In what can only be described as a fast-forward, Grace directs the movie, which she has entitled Father Nose Jest. It is released to great critical acclaim. The movie is unfair, to say the least. I, as a film lover and a critic of cinema, am obliged to review it on my website Critical Condition even though it pains me deeply to do so.
FATHER NOSE WORST
Full disclosure: Grace Farrow (birth name Grace Rosenberger Rosenberg) is my daughter, and I suspect I might be the model (at least in part) for the father in her movie, so I do have a horse in this race. But I am putting that aside to objectively evaluate this film. Father Nose Jest is a small, sincere debut by a talented young female filmmaker, and one is tempted to let it go at that, because the filmmaker’s intentions are pure and because one needs to offer some slack to a director in the process of learning her craft. But perhaps a critique from an experienced and disinterested film educator will, in the end, be helpful to this budding auteur. It is in this spirit that I offer my thoughts. Father Nose Jest follows the trajectory of an aspiring filmmaker attempting to find her way in a society openly hostile to her gender. Her father, C., played with nary a trace of nuance by the always over-the-top Bob Balaban, is a film critic obsessed with the very male (according to the film) notion of ranking. Throughout the filmmaker’s childhood, he pontificated on all things cultural, constantly compiling lists of “Bests” (best films, best paintings, best symphonies, et chetera). The filmmaker, named Grace Less (get it?) in the movie, is burdened with the notion of being best (Melania Trump, anyone?) and has thus found herself paralyzed in her work. That is until she meets an older woman poet, who opens up Grace to the exploration of herself and of the world. Grace Less goes on to make a film entitled A Coming of Rage Story (get it?), about her own journey and her relationship with her father (toxic, of course) and with the poet (beautiful, sensuous). The film within the film becomes an arthouse darling; scenes of award shows are intercut with extended lovemaking sessions between Grace and Hypatia Reliquary, the poetess.

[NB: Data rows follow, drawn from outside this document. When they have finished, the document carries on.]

PR #269, opened 2017-05-04
Route post/delete middleware functionality through apiActionCreators/sync middleware

mmcgahan:
This PR helps bridge the gap between post/delete middleware and the new apiActionCreators/sync system, and _greatly_ simplifies the post/delete middleware, removing their dependency on fetchUtils.

The only thing that post/delete did that wasn't supported by sync middleware was having custom `onSuccess` and `onError` handlers, but this PR allows those handlers to be passed as an additional `meta` argument to method-specific apiActionCreators (`meta` was already supported by the root `api.requestAll` action creator - this PR just surfaces that option to method-specific action creators).

### DIFF
--- a/src/actions/apiActionCreators.js
+++ b/src/actions/apiActionCreators.js
@@ -21,12 +21,12 @@ export function requestAll(queries, meta) {
 	};
 }
 
-export const _applyMethod = method => query => {
+export const _applyMethod = method => (query, meta) => {
 	query.meta = {
 		...(query.meta || {}),
 		method,
 	};
-	return requestAll([query]);
+	return requestAll([query], meta);
 };
 
 export const get = _applyMethod('get');
--- a/src/actions/apiActionCreators.js
+++ b/src/actions/apiActionCreators.js
@@ -21,7 +21,7 @@ export function requestAll(queries, meta) {
 	};
 }
 
-export const _applyMethod = method => (query, meta) => {
+const _applyMethod = method => (query, meta) => {
 	query.meta = {
 		...(query.meta || {}),
 		method,
--- a/src/epics/mutate.js
+++ b/src/epics/mutate.js
@@ -1,15 +1,7 @@
-import { Observable } from 'rxjs/Observable';
-import 'rxjs/add/observable/of';
-import 'rxjs/add/observable/from';
-import 'rxjs/add/observable/fromPromise';
-import 'rxjs/add/operator/catch';
+import * as api from '../actions/apiActionCreators';
 import 'rxjs/add/operator/do';
 import 'rxjs/add/operator/map';
 import 'rxjs/add/operator/filter';
-import 'rxjs/add/operator/mergeMap';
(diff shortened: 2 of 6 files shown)


src/epics/mutate.js
```diff
@@ -104,8 +47,14 @@ https://github.com/meetup/meetup-web-platform/blob/master/docs/Queries.md#recipe
 				);
 			}
 		})
-		.map(({ payload }) => payload)
-		.mergeMap(doFetch$(getMethodQueryFetch(method, fetchQueries, store)));
+		.map(({ payload: { query, onSuccess, onError } }) => ({
```
mmcgahan: this is the core of the refactor - instead of making the `fetch` call and parsing the results directly in this middleware, we leave `sync` to make the calls. There is a corresponding update in `sync` to call the custom `onSuccess`/`onError` handlers at the right time.

src/epics/sync.js
```diff
@@ -116,21 +116,33 @@ export const getFetchQueriesEpic = fetchQueriesFn => (action$, store) =>
...
 			.takeUntil(action$.ofType(LOCATION_CHANGE)) // cancel this fetch when nav happens
 			.mergeMap(({ successes = [], errors = [] }) => {
+				const deprecatedSuccessPayload = getDeprecatedSuccessPayload(
+					successes,
+					errors
+				);
+				const deprecatedActions = [apiSuccess(deprecatedSuccessPayload)];
+				if (meta && meta.onSuccess) {
+					deprecatedActions.push(meta.onSuccess(deprecatedSuccessPayload));
+				}
```
mmcgahan: new hook to inject `onSuccess` into emitted actions.

src/epics/mutate.js
```diff
@@ -37,65 +29,16 @@ import { getDeprecatedSuccessPayload } from '../util/fetchUtils';
...
-		.catch(err => {
-			const actions = [api.fail(err), apiError(err)];
-			if (onError) {
-				actions.push(onError(err));
-			}
-			return Observable.from(actions);
-		});
-
-const getMethodEpic = method => fetchQueries => (action$, store) =>
+const getMethodEpic = method => action$ =>
```
willh-meetup: Really like how much code we're deleting here!

Maybe it's worth adding some docs for `getMethodEpic` now?

src/actions/apiActionCreators.js
```diff
@@ -21,12 +21,12 @@ export function requestAll(queries, meta) {
 	};
 }
 
-export const _applyMethod = method => query => {
+export const _applyMethod = method => (query, meta) => {
```
willh-meetup: We probably don't need to export this?

src/epics/mutate.js
mmcgahan: done - this whole module is deprecated so hopefully no one will actually ever have to _read_ the docs, though :)

willh-meetup: 👍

Certainly Farrow is a filmmaker to watch. One sympathizes with her desire to separate herself from her father’s well-known surname, as well as his nose—for it seems apparent, if one compares earlier and more recent photos, Farrow has undergone cosmetic rhinoplasty. Still, one wonders if there will be some regret down the road. Of course she can always reapply her true surname but not her true nose. One understands the necessity of forging one’s own identity, but it must be said that herein lies the film’s major flaw, and it is a profound and ultimately fatal one. By making the father such an impossibly caricaturish buffoon, Farrow renders the conflict between the two inert. The film hinges on this conflict, for the relationship with her father is the most crucial one in the movie. If the filmmaker makes no attempt to show him as a complex human being with his own set of frustrations and indeed monumental artistic integrity, not to mention an unwavering love for his daughter, then the truth of this relationship is erased, leaving a gaping hole in the story. As a father to a daughter myself, I feel much sympathy for the struggles of any young person to forge an independent identity, but the film’s falseness is ultimately so egregious that I cannot in good conscience recommend it. I do think Ms. Farrow is a promising young director, and I look forward to her next outing. Two stars.
Father Nose Worst becomes an arthouse hit, almost, it seems, to spite me. Grace Farrow and her real-life girlfriend, poet Alice Mavis Chin, become media darlings, put out a children’s book called Ambitches designed to empower young girls, develop the perfume Farrow by Chin, and perform in a two-woman rap musical about the love affair between pirates Anne Bonny and Mary Read entitled Booty Call. They are the toast of New York. They also create a women’s toaster called My Very Own Toaster.